I tutor students in the evenings in order to help pay our bills. *B* doesn't make enough for me to stay home without it, but we have a small overage when I tutor. Rather than being prudent, we were using the extra cash for fun things or miscellaneous expenses: a dinner out here, a coffee there, a store-bought gift for a friend's baby shower, that kind of thing. Eighty-five percent of the time, the purchase is food related. In the summers, my tutoring drops off significantly (though not completely). As of this week, my tutoring drops from 4 days a week to 2, and I just hit a scary realization:
We can't technically make our bills this month.

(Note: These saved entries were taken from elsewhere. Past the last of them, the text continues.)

PR #2095, opened 2021-09-02
test: mark c19 flaky for nightly runs

KevFan:
# Issue link

https://issues.redhat.com/browse/MGDAPI-1260
# What

C19 is failing on nightly runs which looks to be only on fresh installs as subsequents runs succeed consistently. For now, skip the test if it fails at the flaky stage and include command to run manually in test case

This will be investigated in a follow up ticket:
* https://issues.redhat.com/browse/MGDAPI-2581
# Verification steps

N/A


Boomatang (commented):
Not use what is required to get that linter to pass but code looks good.

/lgtm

I've been ignoring our budget for far too long, and somehow (though not really somehow, I'm the one who did it), we've wracked up a moderate credit card bill.
We tried swearing off these miscellaneous purchases completely. We've tried setting goals like "if we don't go out to eat this month, we can get this very modestly priced item that we've wanted." (The item in question is a mason jar sealing attachment for my FoodSaver that costs less than $10.) We've tried giving ourselves a very small budget of $20 a month to allow for a few splurges. But it always ends up that our willpower fails us.
I really have no idea what I'm going to do. We need to find the power to loose the hold our temptations have on us. We need to plan ahead - rather than stopping for dinner at 6 pm because we ran errands at 3:30 pm, we should have had food with us, eaten beforehand, or *gasp* waited the twenty minutes to drive home and thirty minutes to get some good food on the table. (That was tonight.)
Going out to eat needs to be something we just DON'T THINK ABOUT anymore.
The other part of my problem:
Pride
Rather than admitting that I can't afford something, I'll find a way to "make it work". We buy it anyway, then I realize later that there is no way to make it work if it means shorting your mortgage. My mom was (is) the same way. She would buy things (mostly food) in the exact same way, and then she and my dad would have a huge argument when he found out what she was doing. While *B* and I don't have arguments about it, I feel massively guilty.
Rather than making a gift, printing up some baby related IOU cards, or admitting to a friend that I couldn't afford a baby shower gift for her, *B* and I bought a $50 gift from her registry. My thinking was that I know she spent at least that much - probably more - on the gift she gave us. But she and her husband make at least twice what we do a year, and we all know it. Since she's such a good friend, wouldn't I think she'd understand that we're on a tight budget?
It seems what we need are a little humility, some honesty (with ourselves and others), and creativity. Starting tomorrow (June 1st), things are going to be different because they HAVE to be different.